Donnerstag, 9. August, 15 Uhr, Uhrenindustriemuseum

Öffentliche Führung: Bürk – Die Württembergische Uhrenfabrik

Die Württembergische Uhrenfabrik wurde 1855 von Johannes Bürk gegründet, die heute erhaltenen Gebäude stammen jedoch aus späteren Jahren. Die beeindruckenden Bauten in der Bürkstraße entstanden in den beiden Jahrzehnten um 1900, als Richard Bürk das Unternehmen erfolgreich leitete und erweiterte. Wo sich heute das Uhrenindustriemuseum befindet, kann so ein spannendes Stück Schwenninger Industriegeschichte nicht nur an Museumsobjekten, sondern auch an den Gebäuden und Bauabschnitten abgelesen werden.
Mit Dr. Ralf Ketterer

Gruppe von Kindern und Erwachsenen vor einem Backsteingebäude, eine Begleiterin erklärt etwas.

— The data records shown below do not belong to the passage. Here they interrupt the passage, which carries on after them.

Issue #53, opened 2021-02-23
Extend import scripts


chenilim:
Right now, we have [scripts to import basic info](https://github.com/mattermost/focalboard/tree/main/import) from popular systems like Trello, Asana, and Notion. They can pull in the card titles, descriptions, and basic properties from a single board. Expand these further to do things like:
* Import advanced properties (e.g. dates, text, numbers)
* Handle multiple boards
* Handle Trello PowerUp properties
* Handle sub-tasks in Asana
* Use the [Notion API](https://www.notion.so/api-beta) to import rich data
* Import from other popular systems

This high-level issue can be split into smaller ones to handle targeted improvements

chenilim:
If there's another system you would like to import from, please [create a feature request](https://github.com/mattermost/focalboard/issues/new/choose) or thumbs-up an existing one.

We're also open to accepting PRs for additional importers. Please create a feature request first to track it, then use the existing ones as a template. I recommend starting with importing basic info (e.g. board and card titles, properties), then layer in additional details.

harshilsharma63:
@chenilim I'm working on adding a Todoist import script. The initial version is working well. I need to test it out more and polish out some corners. Will create a ticket and PR soon.

chenilim:
Thanks @harshilsharma63! That is awesome! LMK if you run into any issues.

harshilsharma63:
@chenilim here's the PR for Todoist - https://github.com/mattermost/focalboard/pull/285

NoLooseEnds:
This would also be nice to be able to import from Trello:
* Attachments (primarily images in my use case) (see https://bendellar.com/download-all-attachments-from-trello-card-as-a-zip-file/)
* Card Labels

chenilim:
Hi @NoLooseEnds, check out the [Trello import script here](https://github.com/mattermost/focalboard/tree/main/import/trello). It's pretty basic right now, and can use improvement.

NoLooseEnds:
@chenilim Just imported a couple of boards and have painstakingly added images to all my cards

That was what caused me to post the comment above. :)

chenilim:
Ah, sorry, I confused this with the thread for the Todoist import! :) Yes, we want to improve this, and it might be doable with the newly released [Notion API](https://developers.notion.com/).

PR #1430, opened 2021-10-04
Add the ability to import checklists from Trello

leosunmo:
#### Summary
Adds the ability to import checklists to Focalboard when importing from Trello. It's pretty simple code, but it's my first attempt at TypeScript, so appreciate any feedback. I'm not 100% sure of my `undefined` logic etc. But it does work :shrug: 

This is kind of related to https://github.com/mattermost/focalboard/issues/53 but there's no specific issue relating to this. I wrote it for my own needs and figured I should push it upstream.

I started looking at importing images as well, but they require auth now if the Trello board is private. That is a different kettle of fish, so decided to leave that out of this PR.

### DIFF
--- a/import/trello/importTrello.ts
+++ b/import/trello/importTrello.ts
@@ -9,8 +9,8 @@ import {IPropertyOption, IPropertyTemplate, createBoard} from '../../webapp/src/
 import {createBoardView} from '../../webapp/src/blocks/boardView'
 import {createCard} from '../../webapp/src/blocks/card'
 import {createTextBlock} from '../../webapp/src/blocks/textBlock'
-import {createCheckboxBlock, CheckboxBlock} from '../../webapp/src/blocks/checkboxBlock'
-import {ChecklistElement, Trello} from './trello'
+import {createCheckboxBlock} from '../../webapp/src/blocks/checkboxBlock'
+import {Trello} from './trello'
 import {Utils} from './utils'
 
 // HACKHACK: To allow Utils.CreateGuid to work
@@ -138,14 +138,14 @@ function convert(input: Trello): Block[] {
         }
 
         // Add Checklists
-        if (card.idChecklists && card.idChecklists.length) {
+        if (card.idChecklists && card.idChecklists.length > 0) {
             card.idChecklists.forEach(checklistID => {
                 const lookup = input.checklists.find(e => e.id === checklistID)
-                if (lookup !== undefined) {
+                if (lookup) {
                     lookup.checkItems.forEach(trelloCheckBox=> {
                         const checkBlock = createCheckboxBlock()
                         checkBlock.title = trelloCheckBox.name
-                        if (trelloCheckBox.state == 'complete') {
+                        if (trelloCheckBox.state === 'complete') {
                             checkBlock.fields.value = true
                         } else {
                             checkBlock.fields.value = false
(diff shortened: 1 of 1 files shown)


import/trello/importTrello.ts
```diff
@@ -135,6 +136,29 @@ function convert(input: Trello): Block[] {
...
+
+        // Add Checklists
+        if (card.idChecklists && card.idChecklists.length) {
+            card.idChecklists.forEach(checklistID => {
+                const lookup = input.checklists.find(e => e.id === checklistID)
+                if (lookup !== undefined) {
+                    lookup.checkItems.forEach(trelloCheckBox=> {
+                        const checkBlock = createCheckboxBlock()
+                        checkBlock.title = trelloCheckBox.name
+                        if (trelloCheckBox.state == 'complete') {
```
chenilim, line 148: The eslint setup for the import scripts may be out of date from the webapp, but in general we should use ===, i.e. `if (trelloCheckBox.state === 'complete') {`.

import/trello/importTrello.ts
```diff
@@ -135,6 +136,29 @@ function convert(input: Trello): Block[] {
 
             outCard.fields.contentOrder = [text.id]
         }
+
+        // Add Checklists
+        if (card.idChecklists && card.idChecklists.length) {
+            card.idChecklists.forEach(checklistID => {
+                const lookup = input.checklists.find(e => e.id === checklistID)
+                if (lookup !== undefined) {
```
chenilim, line 144: In general, we can check if a variable is "tuthy" i.e. `if (lookup) {`, which will handle undefined, null, and other cases that can lead to a null reference exception.

import/trello/importTrello.ts
```diff
@@ -135,6 +136,29 @@ function convert(input: Trello): Block[] {
 
             outCard.fields.contentOrder = [text.id]
         }
+
+        // Add Checklists
+        if (card.idChecklists && card.idChecklists.length) {
```
chenilim, line 141: This is minor, and may be stylistic, but in general lengths should be checked as > 0, i.e. ` if (card.idChecklists && card.idChecklists.length > 0) {`.

import/trello/importTrello.ts
```diff
@@ -9,7 +9,8 @@ import {IPropertyOption, IPropertyTemplate, createBoard} from '../../webapp/src/
 import {createBoardView} from '../../webapp/src/blocks/boardView'
 import {createCard} from '../../webapp/src/blocks/card'
 import {createTextBlock} from '../../webapp/src/blocks/textBlock'
-import {Trello} from './trello'
+import {createCheckboxBlock, CheckboxBlock} from '../../webapp/src/blocks/checkboxBlock'
```
chenilim, line 12: ESlint called out that `CheckboxBlock` and `ChecklistElement` aren't used, and should not be imported.

chenilim (changes requested):
Thanks @leosunmo for your contribution! This is a great addition to the import script! Logic looks good, just a few minor linter errors - the import scripts aren't part of the main CI / lint check.

import/trello/importTrello.ts
leosunmo: That was another thing I was wondering about. I originally used `> 0` (habit from writing Go) but kept seeing people doing what I ended up doing :shrug: so I wasn't sure if there was some hidden syntactic thing or just a style thing. I definitely prefer the clarity of `> 0`.

import/trello/importTrello.ts
leosunmo: Yeah my editor says the same, not sure why they're still there to be honest, must've had a language server error when I tidied and committed. Had to set up the TypeScript/JavaScript environment from scratch for this.

leosunmo:
Take a look at my pushed changed. Pretty sure I addressed all your concerns. Really appreciate the language/style pointers, as I said, I've stayed away from JS/TS :p

chenilim (approved):
Thanks @leosunmo! LGTM 👍

emilyacook:
Thanks for participating in Hacktoberfest! You can claim your sticker set here: https://get.printfection.com/hacktober21/4144583267 @leosunmo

Sonntag, 19. August, 15 Uhr, Uhrenindustriemuseum

Familienführung 'Kuckuck, Uhr und Schornstein-Stummel' mit Spielen und Aktionen für Familien

Auf der Suche nach den Tieren im Museum, den Besonderheiten, die eine Fabrik gegenüber normalen Häusern ausmachen oder beim Spezial-Memoryspiel erfahren die Besucher spielerisch, was es mit den Uhren, der Zeit, der Industrie und dem Museum in Schwenningen auf sich hat. Hinzu kommt als Highlight die "lebendige Kuckucksuhr", mit der für große und kleine Besucher nicht nur die Uhrzeit sondern auch das Design eines solchen Klassikers des Schwarzwälder Uhrenbaus ablesbar wird.